I know there is always an unknown factor with a new bike but if makes you feel any better, the Lex/Pivot team riders used the same 2 bikes for the entire race season (they each received a 3rd frame for Worlds so they could do the cool paint jobs). All the frames are still going strong, nothing broke other than der. hangers. and some body parts


----------



## NS-NV (Aug 15, 2006)

I run a '10 Supreme DH, and have lots of time at Whistler on my brother's Legend. Both are definitely not plow bikes. I like a nimble, active bike. Both fit the bill. 

As far as the Commencal cracking issues, the 09's had major failure rates. This was been rectified for '10. The Comm race team (includes Rampage rider & big hucker Alex Pro), had no cracks or failures on the '10 product. 

My only concern with the Comm is if I do ever have to deal with an issue it may be a PITA.


----------



## gticlay (Dec 13, 2007)

I suggest you purchase one of each and ride one per event. Get a SC V10 Carbon while you are at it.


----------



## norbar (Jun 5, 2007)

NS-NV said:


> I run a '10 Supreme DH, and have lots of time at Whistler on my brother's Legend. Both are definitely not plow bikes. I like a nimble, active bike. Both fit the bill.
> 
> As far as the Commencal cracking issues, the 09's had major failure rates. This was been rectified for '10. The Comm race team (includes Rampage rider & big hucker Alex Pro), had no cracks or failures on the '10 product.
> 
> My only concern with the Comm is if I do ever have to deal with an issue it may be a PITA.


The Commy is a great bike. It was on my shortlist for 2010 but the frame is a big heavy-ish. Is it at least a bit lighter from that 4.5kg without(!!!) shock for 09?


----------



## charvey9 (May 13, 2010)

Very good info so far. 

I am definitely leaning toward the Banshee Legend MKII.

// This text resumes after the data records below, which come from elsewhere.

PR #170, opened 2016-04-06
fixes #14506 - use new_link helpers, and use button css

stbenjam:
Button links are broken in a few places due to https://groups.google.com/forum/#!topic/foreman-dev/QB9ZeK_m0Qw.

Foreman now provides a new_link helper for creating new objects. We need to use
that on the Job Templates and Invocations pages.  Additionally, other places
like Host "Run Job", we need to explicitly set the btn btn-default CSS.

### DIFF
--- a/app/helpers/remote_execution_helper.rb
+++ b/app/helpers/remote_execution_helper.rb
@@ -96,7 +96,7 @@ module RemoteExecutionHelper
   def job_invocations_buttons
     [
       documentation_button_rex('3.2ExecutingaJob'),
-      display_link_if_authorized(_('Run Job'), hash_for_new_job_invocation_path)
+      new_link(_('Run Job'))
     ]
   end
 
--- a/app/views/job_templates/index.html.erb
+++ b/app/views/job_templates/index.html.erb
@@ -6,8 +6,7 @@
 <% title _("Job Templates") %>
 <% title_actions(documentation_button_rex('3.1JobTemplates'),
                  link_to_function(_('Import'), 'show_import_job_template_modal();', :class => 'btn btn-default'),
-                 display_link_if_authorized(_("New Job Template"),
-                                            hash_for_new_job_template_path)) %>
+                 new_link(_("New Job Template"))) %>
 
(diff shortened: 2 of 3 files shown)


stbenjam:
Maybe we should do this in a portable way instead - like add the CSS instead of using the new_link helper?

Or will we begin dropping support for older Foremans faster?

iNecas:
No need for css hacks, if the new_link is the recommended way for doing so. I would suggest still to wait few weeks before dropping the 1.11, let's say until branch warning landing to foreman-dev?

iNecas:
Thanks for the fix @stbenjam !

app/views/job_templates/index.html.erb
```diff
@@ -4,8 +4,7 @@
 
 <% title _("Job Templates") %>
 <% title_actions(documentation_button_rex('3.1JobTemplates'),
-                 display_link_if_authorized(_("New Job Template"),
-                                            hash_for_new_job_template_path)) %>
+                 new_link(_("New Job Template"), hash_for_new_job_template_path)) %>
```
tbrisker: no need to pass the hash here, it get automatically calculated according to the controller

app/helpers/remote_execution_helper.rb
```diff
@@ -96,7 +96,7 @@ def remote_execution_provider_for(template_invocation)
   def job_invocations_buttons
     [
       documentation_button_rex('3.2ExecutingaJob'),
-      display_link_if_authorized(_('Run Job'), hash_for_new_job_invocation_path)
+      new_link(_('Run Job'), hash_for_new_job_invocation_path)
```
tbrisker: no need to pass the hash here, it get automatically calculated according to the controller

tbrisker: Or pass `{:controller => whatever}` if override is needed

stbenjam:
Fixed, thanks @tbrisker

stbenjam:
The commit message is fine, @theforeman-bot is referencing an old commit message for some reason.

ares:
Thanks @stbenjam, merging!

PR #172, opened 2016-04-19
Fixes #14684 - Save end time for recurring

adamruzicka:
- [x] Requires https://github.com/theforeman/foreman-tasks/pull/183

### DIFF
--- a/app/models/job_invocation_composer.rb
+++ b/app/models/job_invocation_composer.rb
@@ -62,6 +62,7 @@ class JobInvocationComposer
       return {} unless ui_params.key?(:triggering)
       trig = ui_params[:triggering]
       keys = (1..5).map { |i| "end_time(#{i}i)" }
+      return trig unless trig.key?(:end_time) && trig[:end_time].keys == keys
       trig.merge(:end_time => Time.local(*trig[:end_time].values_at(*keys)))
     end
   end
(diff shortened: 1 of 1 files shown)


ares:
It does not seem to work for me, when I set end time, the action results in 200 but it redirects me back to the invocation form without any error. Also it creates the job, it creates recurring action but it does not create the task so the job is queued forever. I don't see any error in the log.

ares:
After short debugging session we realized that if there's no window for job to start, task is not created causing all of this problems. So a validation should be added that checks that $start_time < $end_time

adamruzicka:
[test]

adamruzicka:
Wasn't there a specific need for doing it this way? Something like it was needed to force validation of all of the template invocations (which the all? approach wouldn't do)?

ares:
ah right, `.all?` is lazy :bulb: thanks!

adamruzicka:
Great, glad we didn't miss it

iNecas:
Foreman-tasks 0.7.17 with required change was just released

adamruzicka:
Let's see how the [test] goes

adamruzicka:
[test]

adamruzicka:
[test]

ares:
Works fine, thanks @adamruzicka, merging!

ares:
oops I left double comment in commit message, sorry :-)

PR #173, opened 2016-04-21
WIP Fixing tests

ares:
This should be compatible with Foreman 1.11 as well, so I'm not setting 1.12 flag.

PR #177, opened 2016-04-27
Refs #14842 - 'validate' should be 'validates'

dLobatog:
On remote_execution_feature, there's a line calling `validate` and then
calls some Rails validations. It has a typo and should say `validates`.
Passenger does not start because of this, with an error

' Message from application: Unknown key: :presence. Valid keys are: :on,
  :if, :unless, :prepend. Perhaps you meant to call `validates` instead
  of `validate`? (ArgumentError) '

Fix is as simple as correcting the typo.

### DIFF
--- a/test/unit/remote_execution_feature_test.rb
+++ b/test/unit/remote_execution_feature_test.rb
@@ -1,6 +1,10 @@
 require 'test_plugin_helper'
 
 describe RemoteExecutionFeature do
+  should validate_presence_of(:name)
+  should validate_presence_of(:label)
+  should validate_uniqueness_of(:name)
+  should validate_uniqueness_of(:label)
 
   let(:install_feature) do
     RemoteExecutionFeature.register(:katello_install_package, N_('Katello: Install package'),


test/test_plugin_helper.rb
```diff
@@ -1,7 +1,7 @@
 # This calls the main test_helper in Foreman-core
 require 'test_helper'
-
 require 'dynflow/testing'
+require 'database_cleaner'
```
dLobatog: I also took the ocassion to fix this. If you're running tests individually (not with `rake test`), these tests will not work  because of DatabaseCleaner in line 11. This is only loaded on [integration tests](https://github.com/theforeman/foreman/blob/develop/test/integration_test_helper.rb#L9) now in core , so we have to require it manually.

app/models/remote_execution_feature.rb
```diff
@@ -1,7 +1,7 @@
 class RemoteExecutionFeature < ActiveRecord::Base
   attr_accessible :label, :name, :provided_input_names, :description, :job_template_id
 
-  validate :label, :name, :presence => true, :unique => true
+  validates :label, :name, :presence => true, :uniqueness => true
```
ares: thanks, this is already addressed in a PR fixing tests and 4.2 compatibility

dLobatog: :disappointed_relieved: should I close this one then?

ares: no, I think the database_cleaner is still valuable patch, just remove the `validates` change I'll use the ticket number it that combined PR

dLobatog: Aight, I'll keep the unit tests though, as I don't see it anywhere else (they would've prevented this)

stbenjam:
My commit had the database cleaner patch, it's in https://github.com/theforeman/foreman_remote_execution/pull/173/files#diff-b7be47364acf6629bcdcf5d0ab5f9ffbR3

The unit tests are valuable though.

stbenjam:
@dLobatog Please rebase and change the commit to `refs`, as #173 actually fixed it.

dLobatog:
Updated :smile:

ares:
Thanks @dLobatog, merging!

I hate to throw another one in the mix, but any thoughts on the Turner DHR? In my opinion, it is the best looking DH bike out there.


----------



## William42 (Oct 29, 2006)

Just a heads up: Like all things, there is a lot of hype for every "new" bike out there. Take a look at the session 88. One of the hottest and most sought after bikes when it came out. Still ride really really well, but no longer the newest and shinest. 

The banshee is in vogue right now. They made a great bike, rides really well, and did a great job marketing it. very popular at the moment. 

The DHR had a delayed release and nobody really got much time at the resorts on them because they released them towards the end of the season and had to recall most of the early releases because of faulty ht junction gussets. The current revised version should be perfect, but they're just coming out right now. Not a lot of people riding them or giving feedback on them. You wont hear a lot of reviews on them or people talking about how amazing they are, because very few people have significant ride time on them. 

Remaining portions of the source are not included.